数百万のヒトデが溶ける、北米西海岸

ここ1年半の間に、北米西海岸の広い範囲で数百万匹のヒトデが死に、海底が白い屍に覆われるという事態が起こっている。
 11月17日付けで「Proceedings of the National Academy of Sciences」誌に掲載された報告書によると、大量死の原因はパルボウイルス科のウイルスであるという。
 ヒトデは海の生態系にとって無くてはならない存在だ。ヒトデがいなくなると、ムラサキガイが異常繁殖し、藻類やイソギンチャクなどの海洋生物が激減する恐れがある。
「隔離することもできなければ、ヒトデを効率よく取り出して、ワクチンを打つこともできない」と、ニューヨーク州イサカにあるコーネル大学の海洋生態学者ドゥルー・ハーベル(Drew Harvell)氏は述べる。研究者らは、病気の流行が治まった後、個体数が復活することを強く願っている。
◆溶けるヒトデ
 このウイルスに感染すると、ヒトデは弱り、細菌に感染しやすくなると、コーネル大学の微生物学者で筆頭著者のイアン・ヒューソン(Ian Hewson)氏は語る。
 感染から約8~17日後、白い病斑が現れて、ヒトデは動かなくなる。時には腕だけが自然と引きちぎれて、どこかへ行ってしまうそうだ。最終的には白いどろどろの塊と化して、ヒトデは消える。

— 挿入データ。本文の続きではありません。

PR #20123, opened 2024-04-07
Fix return value type of dumpd

XinyueZ:
The return type of `json.loads` is `Any`.

In fact, the return type of `dumpd` must be based on `json.loads`, so the correction here is understandable.


baskaryan (commented):
hm given how `dumps` works i beliee we know this will always be a dict

PR #21156, opened 2024-05-01
community[patch]: `tools` imports

leo-gan:
Issue: we have several helper functions to import third-party libraries like tools.gmail.utils.import_google in [community.tools](https://api.python.langchain.com/en/latest/community_api_reference.html#id37). And we have core.utils.utils.guard_import that works exactly for this purpose.
The import_<package> functions work inconsistently and rather be private functions.
Change: replaced these functions with the guard_import function.

Related to #21133

### DIFF
--- a/libs/community/langchain_community/tools/gmail/utils.py
+++ b/libs/community/langchain_community/tools/gmail/utils.py
@@ -1,9 +1,12 @@
 """Gmail tool utils."""
+
 from __future__ import annotations
 
 import logging
 import os
 from typing import TYPE_CHECKING, List, Optional, Tuple
+
+from langchain_core.utils import guard_import
 
 if TYPE_CHECKING:
     from google.auth.transport.requests import Request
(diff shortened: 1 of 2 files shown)


eyurtsev:
How does this affect developer experience w/ respect to typing and IDE completion? It could be that we improve an error message but make it overall more difficult to develop?

leo-gan:
@eyurtsev Using `guard_import` will decrease typing, since all error handling is done. I don't see how it makes more difficult for development. It adds one more import from core. But the `community` code also depends on core, so no problem here.
But this change is more about consistency. I see many variants of this dynamic imports for no reason.
PyCharm makes completion without problem.

eyurtsev:
guard_import returns an Any type. which prevents auto-completion in the IDE from being useful.

```python
    from langchain_core.utils.utils import guard_import

    anthropic = guard_import("langchain_text_splitters.TextSplitter")()
```

Try seeing what `anthropic.` will suggest on tab.

---

I suspect this will lead to a worse developer experience and more bugs.

leo-gan:
@eyurtsev 
The guard_import used to import a module:
`anthropic = guard_import("langchain_text_splitters").TextSplitter`
Then all IDE suggestions work just fine.

eyurtsev (approved):

eyurtsev:
@leo-gan if the guards are scoped like this:

```
def import_installed_app_flow() -> InstalledAppFlow: # <-- type annotation here
	@@ -39,14 +41,9 @@ def import_installed_app_flow() -> InstalledAppFlow:
    Returns:
        InstalledAppFlow: InstalledAppFlow class.
    """
    return guard_import(
        module_name="google_auth_oauthlib.flow", pip_name="google-auth-oauthlib"
    ).InstalledAppFlow
```

Then everything works as long as users use `import_installed_app_flow()` -- I still think it's a bit indirect, but there won't be a lot off type information as the type will still be available fro the top level function

PR #21166, opened 2024-05-01
langchain[patch]: Migrate more code in utils to use optional langchain import

eyurtsev:
Moving is interactive util to avoid circular deps


eyurtsev:

PR #21174, opened 2024-05-02
community: langkit dependency

leo-gan:
Issue: the `langkit` package is not presented in the `pyproject.toml` but it is a requirement for the `WhyLabsCallbackHandler`
Change: added `langkit`


ccurme (approved):

efriis:
Hey team - going to revert this because it doesn't seem necessary for testing. We should only be adding optional + `extended_testing` dependencies for deps that have extended tests.

otherwise it just increases probability of dependency conflicts in the community lockfile.

PR #21183, opened 2024-05-02
Hotfix RetrievalQA Docs: docs: Fix formatting

SecurityViber:
# Newline Characters breaking formatting 

**Description**: 
As you can see in the image below, the formatting in the documentation is broken. As far as I can see the two added `\n` characters are breaking the documentation. Therefore I would propose to remove those
image

**Dependencies**:
None

**Twitter Handle**
- epu9byj


ccurme:
Great catch thanks.

ccurme (approved):

PR #21189, opened 2024-05-02
[community][fix](DeepInfraEmbeddings): Implement chunking for large batches

ovuruska:
**Description:**
This PR introduces chunking logic to the `DeepInfraEmbeddings` class to handle large batch sizes without exceeding maximum batch size of the backend. This enhancement ensures that embedding generation processes large batches by breaking them down into smaller, manageable chunks, each conforming to the maximum batch size limit.

**Issue:**
Fixes #21189

**Dependencies:**
No new dependencies introduced.


libs/community/langchain_community/embeddings/deepinfra.py
```diff
@@ -6,6 +6,7 @@
 from langchain_core.utils import get_from_dict_or_env
 
 DEFAULT_MODEL_ID = "sentence-transformers/clip-ViT-B-32"
+MAX_BATCH_SIZE = 1024
```
eyurtsev, line 9: Could you expose this as part of the initializer with a default value? Presumably this can vary over time or folks may want to optimize it in a different way.

Embeddings is not the most obvious place to control the batch size. Usually embedding is tied to an indexing process which will be associated with a smaller batch size.

eyurtsev (approved):
This looks good, would love to see as part of initializer

libs/community/langchain_community/embeddings/deepinfra.py
ovuruska: Thanks for your feedback @eyurtsev . PR was updated as desired.

hwchase17 (approved):

PR #21190, opened 2024-05-02
langchain[patch],community[minor]: Move some unit tests from langchain to community, use core for fake models

eyurtsev:
Updates in some tests


libs/community/scripts/lint_imports.sh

 病気にかかった海洋生物からビブリオ属のバクテリアが多く検出されるとハーベル氏は説明する。ヒトデが溶ける現象に、このバクテリアが関係している可能性はあるが、今のところ確証はない。
 また、ヒトデに関連したデンソウイルスも多く確認されており、溶ける要因の1つと推測される。
 1940年代の博物館の標本はデンソウイルスの陽性反応を示しており、通常は海底の堆積物や海水に潜み、ウニやナマコといったヒトデの類縁からも検出されている。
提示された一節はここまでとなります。